I’ve seen teams meticulously verify every field in a model’s output while never asking whether the model should be producing that output category at all. That’s spending the budget on the wrong ledger entirely. I explored this distinction further in the evaluation stack is not the governance platform.

Treating automation as a verification replacement rather than a budget multiplier. Automation doesn’t eliminate the need for verification budgeting. It changes the cost curve. Automated checks are cheap per-unit, so you can afford to run them broadly. Human review is expensive per-unit, so it should be reserved for the cases automation can’t resolve.

The mistake is thinking “we automated verification, so we’re done.” The right framing is: automation expanded our budget, now we need to reallocate the human portion to higher-value targets.

Next Steps

If you’re running an AI governance program or any system where output quality matters, start by making the implicit explicit:

Map your current verification spend. Not in dollars (though that helps), but in hours. Where are your reviewers spending time? What’s the stakes-to-effort ratio for each category? Most teams have never actually measured this, and the answer is usually surprising.

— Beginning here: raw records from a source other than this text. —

PR #3605, opened 2022-09-29
op-node: ParseWithdrawalInitiated improvements

mslipper:
`ParseWithdrawalInitiated` used to pass every log to `abi.EventByID`. Since `abi.EventByID` was bound to the `L2ToL1MessagePasser` contract, any logs on the receipt from a different contract would cause this function to return an error. This breaks support for parsing withdrawal events initiated by the `L2StandardBridge`, since the bridge adds many events of its own. This PR updates `ParseWithdrawalInitiated` to use the hex-encoded withdrawal intiated topic to determine which log messages to use instead.


protolambda (commented):
Not immediately sure if we can even have a log without it, but checking topic 0 exists doesn't hurt. And added a suggestion about topic readability.

op-node/withdrawals/utils.go
```diff
@@ -21,6 +21,9 @@ import (
 	"github.com/ethereum/go-ethereum/rpc"
 )
 
+var WithdrawalInitiatedTopic = common.HexToHash("0x87bf7b546c8de873abb0db5b579ec131f8d0cf5b14f39933551cf9ced23a6136")
+var WithdrawalInitiatedExtension1Topic = common.HexToHash("0x2ef6ceb1668fdd882b1f89ddd53a666b0c1113d14cf90c0fbf97c7b1ad880fbb")
```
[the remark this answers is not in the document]
tynes: I wish that these hashes were easily accessible via the generated bindings

op-node/withdrawals/utils.go
```diff
@@ -264,23 +267,17 @@ func ParseWithdrawalInitiated(receipt *types.Receipt) (*bindings.L2ToL1MessagePa
...
 		return nil, err
 	}
-	abi, err := bindings.L2ToL1MessagePasserMetaData.GetAbi()
-	if err != nil {
-		return nil, err
-	}
 
 	for _, log := range receipt.Logs {
-		event, err := abi.EventByID(log.Topics[0])
-		if err != nil {
```
tynes, line 274: I handled this problem like this:

https://github.com/ethereum-optimism/optimism/blob/5a5e6ef15ee272af99da20e1b3a5716c97a26dee/op-chain-ops/crossdomain/legacy_withdrawal_test.go#L216-L218

Where when the abi didn't know about the event, it would return `nil` for the event. 

Its unlikely that the event will change so i think its fine to hardcode the topic

mslipper: This suppresses the error returned by `abi.EventByID`. It'll return an `event not found` error when it encounters a topic it doesn't know about.

op-node/withdrawals/utils.go
```diff
@@ -264,23 +267,17 @@ func ParseWithdrawalInitiated(receipt *types.Receipt) (*bindings.L2ToL1MessagePa
 	if err != nil {
```
trianglesphere, line 267: two lines above needs a doc comment (though it was probably me that forgot to write it in the first place).

op-node/withdrawals/utils.go
```diff
@@ -264,23 +267,17 @@ func ParseWithdrawalInitiated(receipt *types.Receipt) (*bindings.L2ToL1MessagePa
...
 		return nil, err
 	}
-	abi, err := bindings.L2ToL1MessagePasserMetaData.GetAbi()
-	if err != nil {
-		return nil, err
-	}
 
 	for _, log := range receipt.Logs {
```
trianglesphere, line 271: this still only parses the first withdrawal that is done (& would second multiple withdrawals if that is possible to do in a single transaction). Probably fine for now, but good to keep track of.

op-node/withdrawals/utils.go
mslipper: Done.

op-node/withdrawals/utils.go
mslipper: Added in docstring, and tracking as ENG-2852.

trianglesphere (approved):

trianglesphere:
devnet test failure is just a 503

mslipper:
Will re-run and let Mergify handle it. Will also incorporate your suggestions above re: Bigints.

mslipper:
@mergifyio refresh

Define your tiers. If you’re at startup scale, three tiers (high/medium/low) with clear criteria for each is plenty. If you’re in a regulated enterprise, you probably need four or five tiers with documented rationale for each boundary. The criteria should be based on stakes, reversibility, and uncertainty, not on content type or team ownership.

Automate the low-tier verification and reinvest the savings. The point of automating routine checks isn’t cost reduction (though you’ll get that). It’s freeing up human attention for the verification tasks that actually require judgment. I’ve written about what this looks like architecturally in from periodic reviews to continuous governance.

Audit quarterly. Verification budgets drift. The model that was high-uncertainty six months ago might now have enough production data to move to a lower tier. The process that was low-stakes might have been promoted to customer-facing. Revisit your allocation on a regular cadence, not just when something fails.

A note on where this one came from. A colleague, Richard Song, asked me recently how I decide what to write and how I get from a blank page to a draft. The honest answer is unglamorous. I record voice notes when I am driving, I keep scratch notes that are half formal and half nonsense, and I collate the fragments until an argument shows up. This post started as one of those fragments, after I watched Byron Cook talk about automated reasoning and realized the thing that wowed me in identity years ago had quietly become the answer to a question my evaluation work kept hitting. Kudos to Richard for the nudge. The best posts usually start as a question someone else asked you.

Verification is a budget. Spend it where the risk is, on the cheapest substrate that clears the bar. The trusted path should be the fastest and cheapest path when the risk does not justify the spend, and a proven one when it does.